▶ What to produce: Only the lines that hold "subjects" should be in the answer, each copied from the data below.

Stored data
○ ○ ○ ○
PR #122, opened 2018-03-20
GAWB-2528 Endpoints for listing/overwriting Admin/Member policies for a Managed Group

gpolumbo-broad:
I went back and forth about whether `JndiDirectoryDao. loadSubjectEmails` should be rewritten to use JNDI directly, or maybe use `loadUsers` and `loadGroups`.  I would take one of these approaches to reduce the number of times we query OpenDJ, which seems like the right way to go, but in the spirit of moving this issue along, I left it as is for now.  I'll change it if anybody wants me to do so.

Please note that this issue is merging back into GAWB-2526. Due to the code freeze, this issue needed to be built off of the code in that branch, so that is also where this is merging back to.

In all cases:


MatthewBemis (commented):
is there a reason to have separate endpoints for the two different policies, as opposed to having the caller pass the policy name into an endpoint like `/api/group/{groupName}/{policyName}`? a lot of the code for the members vs admins path is almost identical

i.e. if you pass the policy name down through the service level, `listPolicyMemberEmails` can be used directly and `listMemberEmails` and `listAdminEmails` can go away

src/main/resources/swagger/api-docs.yaml
```diff
@@ -248,6 +248,108 @@ paths:
...
 
+  /api/group/{groupName}/admins:
+    get:
+      summary: 'Get email addresses for members of the "admin" policy'
+      responses:
+        200:
+          description: 'Email addresses in the "admin" policy'
+          schema:
+            description: 'Email addresses in the "admin" policy'
+            type: string
```
dvoet: this returns an array, right?

src/main/resources/swagger/api-docs.yaml
```diff
@@ -248,6 +248,108 @@ paths:
...
+        - in: path
+          description: Name of group
+          name: groupName
+          required: true
+          type: string
+      operationId: GetGroupAdminEmails
+      tags:
+        - Group
+    put:
+      summary: 'Overwrite email addresses of members of the "admin" policy'
```
dvoet, line 255: In addition to overwrite apis we should also have apis to add/remove individual admins/members.

src/main/resources/swagger/api-docs.yaml
```diff
@@ -248,6 +248,108 @@ paths:
...
+
+  /api/group/{groupName}/members:
+    get:
+      summary: 'Get email addresses for members of the "member" policy'
+      responses:
+        200:
+          description: 'Email addresses in the "member" policy'
+          schema:
+            description: 'Email addresses in the "member" policy'
+            type: string
```
dvoet: array

src/main/scala/org/broadinstitute/dsde/workbench/sam/api/ManagedGroupRoutes.scala
```diff
@@ -23,37 +23,90 @@ trait ManagedGroupRoutes extends UserInfoDirectives with SecurityDirectives {
...
+  private def handleListAdminEmails(managedGroup: Resource, userInfo: UserInfo): Route = {
+    requireAction(managedGroup, SamResourceActions.readPolicy(AccessPolicyName(ManagedGroupService.adminValue)), userInfo) {
+      complete(
+        managedGroupService.listAdminEmails(managedGroup.resourceId).map(StatusCodes.OK -> _)
+      )
+    }
+  }
+
+  private def handleListMemberEmails(managedGroup: Resource, userInfo: UserInfo): Route = {
+    requireAction(managedGroup, SamResourceActions.readPolicy(AccessPolicyName(ManagedGroupService.adminValue)), userInfo) {
```
dvoet: wrong AccessPolicyName

src/main/scala/org/broadinstitute/dsde/workbench/sam/directory/JndiDirectoryDAO.scala
```diff
@@ -242,13 +242,20 @@ class JndiDirectoryDAO(protected val directoryConfig: DirectoryConfig)(implicit
     }
   }
 
+  // TODO: What do we want this method to do when the subject does not exist? Currently, it throws a NameNotFoundException which is not handled properly
```
dvoet: looks like we should handle it and return None

gpolumbo-broad:
@MatthewBemis I debated about this too.  I ended up doing it this way because my understanding of Managed Groups is that they will only ever have 2 and only 2 policies: Members and Admins.  Doing it the way I implemented, it is very explicit about that fact.  I agree that it makes for some redundancy (especially in how I wrote the tests).  I opted for the redundant code in order to have the explicit endpoints, which I think makes for a slightly better user experience.

src/main/scala/org/broadinstitute/dsde/workbench/sam/service/ManagedGroupService.scala
```diff
@@ -84,10 +84,45 @@ class ManagedGroupService(private val resourceService: ResourceService, private
...
+        resourceService.overwritePolicy(managedGroupType, policyName, resourceAndPolicyName.resource, updatedPolicy)
+      case None => throw new WorkbenchExceptionWithErrorReport(ErrorReport(StatusCodes.NotFound, s"Group or policy could not be found: $resourceAndPolicyName"))
+    }
+  }
 }
 
 object ManagedGroupService {
-  val memberRoleName = ResourceRoleName("member")
+  val memberValue = "member"
+  val adminValue = "admin"
```
dvoet: I don't really like have these Strings floating around publicly. I would have a ResourceRoleName and AccessPolicyName val for admin and member and use those throughout. If you want them to use the same private string val, great.

src/main/scala/org/broadinstitute/dsde/workbench/sam/service/ManagedGroupService.scala
```diff
@@ -84,10 +84,45 @@ class ManagedGroupService(private val resourceService: ResourceService, private
...
+  }
+
+  def overwriteMemberEmails(resourceId: ResourceId, emails: Set[WorkbenchEmail]): Future[AccessPolicy] = {
+    overwritePolicyMemberEmails(resourceId, AccessPolicyName(ManagedGroupService.memberValue), emails)
+  }
+
+  private def overwritePolicyMemberEmails(resourceId: ResourceId, policyName: AccessPolicyName, emails: Set[WorkbenchEmail]): Future[AccessPolicy] = {
+    val resourceAndPolicyName = ResourceAndPolicyName(Resource(ManagedGroupService.managedGroupTypeName, resourceId), policyName)
+    accessPolicyDAO.loadPolicy(resourceAndPolicyName).flatMap {
+      case Some(policy) => val updatedPolicy = AccessPolicyMembership(emails, policy.actions, policy.roles)
```
dvoet: policy.copy(memberEmails = emails)

MatthewBemis:
i don't know if the UX value-add warrants the amount of code duplication. i think the main UX value it adds is for users looking at the swagger page, but that can be solved by having a drop down of the available options. this is how we currently do it for billing projects and managed groups: https://firecloud-orchestration.dsde-dev.broadinstitute.org/#!/Groups/addUserToGroup

but regardless of the two-endpoint debate, the code path underneath the routes could still be merged nicely into one

src/main/scala/org/broadinstitute/dsde/workbench/sam/service/ManagedGroupService.scala
dvoet: what happens if any of the incoming emails are invalid or unknown?

dvoet (changes requested):
see comments

src/main/resources/swagger/api-docs.yaml
gpolumbo-broad: fixed

src/main/resources/swagger/api-docs.yaml
gpolumbo-broad: fixed

src/main/scala/org/broadinstitute/dsde/workbench/sam/api/ManagedGroupRoutes.scala
gpolumbo-broad: @dvoet, I guess my understanding here was that only Admins should be permitted to see who is a member of the "members" policy.   So the correct behavior is that members of the "member" policy should have `read_policy::member` access.  Should they also have `read_policy::admin`?

src/main/scala/org/broadinstitute/dsde/workbench/sam/service/ManagedGroupService.scala
gpolumbo-broad: fixed

src/main/scala/org/broadinstitute/dsde/workbench/sam/directory/JndiDirectoryDAO.scala
gpolumbo-broad: fixed

src/main/resources/swagger/api-docs.yaml
gpolumbo-broad: fixed

gpolumbo-broad:
There are a few lingering TODO's in the code that I would like other's feedback on.

src/main/resources/swagger/api-docs.yaml
```diff
@@ -222,6 +222,164 @@ paths:
...
+      operationId: GetGroupAdminEmails
+      tags:
+        - Group
+    put:
+      summary: 'Overwrite email addresses of members of the "admin" policy'
+      responses:
+        201:
+          description: Admin Policy successfully updated
+        404:
+          description: Group does not exist or you are not a member of the admin policy for the group
```
MatthewBemis: a leftover from merging the two endpoints into one: a bunch of these descriptions specifically reference the "admin" policy

gpolumbo-broad: fixed

src/main/scala/org/broadinstitute/dsde/workbench/sam/api/ManagedGroupRoutes.scala
```diff
@@ -1,59 +1,131 @@
...
+  }
+
+  private def handleDeleteGroup(managedGroup: Resource, userInfo: UserInfo): Route = {
+    requireAction(managedGroup, SamResourceActions.delete, userInfo) {
+      complete(managedGroupService.deleteManagedGroup(managedGroup.resourceId).map(_ => StatusCodes.NoContent))
+    }
+  }
+
+  private def handleListEmails(managedGroup: Resource, accessPolicyName: ManagedGroupPolicyName, userInfo: UserInfo): Route = {
+    requireAction(managedGroup, SamResourceActions.readPolicy(accessPolicyName.asInstanceOf[AccessPolicyName]), userInfo) {
```
dvoet: I don't like the asInstanceOf, why do you need to cast?

you probably want the signature to be `AccessPolicyName with ManagedGroupPolicyName`

and you can tighten that up by declaring a type

src/main/scala/org/broadinstitute/dsde/workbench/sam/api/ManagedGroupRoutes.scala
```diff
@@ -1,59 +1,131 @@
...
+      managedGroupService.loadManagedGroup(managedGroup.resourceId).map {
         case Some(response) => StatusCodes.OK -> response
         case None => throw new WorkbenchExceptionWithErrorReport(ErrorReport(StatusCodes.NotFound, "group not found"))
       }
     )
   }
 
-  private def handlePostGroup(groupId: String, userInfo: UserInfo) = {
-    complete(managedGroupService.createManagedGroup(ResourceId(groupId), userInfo).map(_ => StatusCodes.Created))
+  private def handlePostGroup(managedGroup: Resource, userInfo: UserInfo): Route = {
```
dvoet: I would call this handleCreateGroup to be consistent with the others

src/main/scala/org/broadinstitute/dsde/workbench/sam/service/ManagedGroupService.scala
```diff
@@ -85,10 +86,50 @@ class ManagedGroupService(private val resourceService: ResourceService, private
...
 }
 
 object ManagedGroupService {
-  val memberRoleName = ResourceRoleName("member")
   val managedGroupTypeName = ResourceTypeName("managed-group")
   val groupNameRe = "^[A-z0-9_-]+$".r
+  private val memberValue = "member"
+  private val adminValue = "admin"
+
+  // In lieu of an Enumeration, this trait is being used to ensure that we can only have these policies in a Managed Group
```
dvoet: see this for a good way to implement an enum
https://github.com/broadinstitute/workbench-libs/blob/develop/util/src/main/scala/org/broadinstitute/dsde/workbench/util/health/StatusModel.scala#L16

src/main/scala/org/broadinstitute/dsde/workbench/sam/directory/JndiDirectoryDAO.scala
```diff
@@ -243,9 +243,19 @@ class JndiDirectoryDAO(protected val directoryConfig: DirectoryConfig)(implicit
...
+      Option(ctx.getAttributes(subDn).get(Attr.email)).map { emailAttr =>
+        WorkbenchEmail(emailAttr.get.asInstanceOf[String])
+      }
+    }.recover {
+      case _: NameNotFoundException => None
+    }.get
+  }
+
+  override def loadSubjectEmails(subjects: Set[WorkbenchSubject]): Future[Set[WorkbenchEmail]] = {
+    Future.traverse(subjects) { subject =>
```
dvoet: look at loadGroups for how to do batched queries... this scales with the number of subjects which probably won't usually be that bad but there will be cases where it is.

dvoet: also throwing an exception when a subject isn't found means that if somehow a group has a reference to a subject that doesn't exist this call will perpetually break. Maybe return a Map[Subject, Option[Email]) and let the caller figure it out? Or just ignore (which is what happens in the batch load).

dvoet (changes requested):
see comments

src/main/scala/org/broadinstitute/dsde/workbench/sam/api/ManagedGroupRoutes.scala
gpolumbo-broad: fixed

src/main/scala/org/broadinstitute/dsde/workbench/sam/api/ManagedGroupRoutes.scala
gpolumbo-broad: fixed

src/main/scala/org/broadinstitute/dsde/workbench/sam/service/ManagedGroupService.scala
gpolumbo-broad: I tried the case class approach first when I was doing this, and it didn't work because `AccessPolicyName` is already a case class, which means that I can't extend it.  

If you're still not thrilled with this implementation, maybe we can take a few minutes to look at it together

src/main/scala/org/broadinstitute/dsde/workbench/sam/directory/JndiDirectoryDAO.scala
gpolumbo-broad: In order to do this all in one query, I think we would need to search the `groupsOu` and `peopleOu` namespaces in a single query and I'm not sure how to do that.  Instead, I simply proxy out the queries to the existing `loadUsers` and `loadGroups` methods.  This is an improvement because we're down to 2 queries instead of 1 per subject, which is better, but admittedly we might be able to do better.  If there's something you can steer me towards to get this done in a single query, please just point me in the right direction.

dvoet (approved):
○ ○ ○ ○
▶ Response to this task:
+  override def loadSubjectEmails(subjects: Set[WorkbenchSubject]): Future[Set[WorkbenchEmail]] = {
+    Future.traverse(subjects) { subject =>
dvoet: look at loadGroups for how to do batched queries... this scales with the number of subjects which probably won't usually be that bad but there will be cases where it is.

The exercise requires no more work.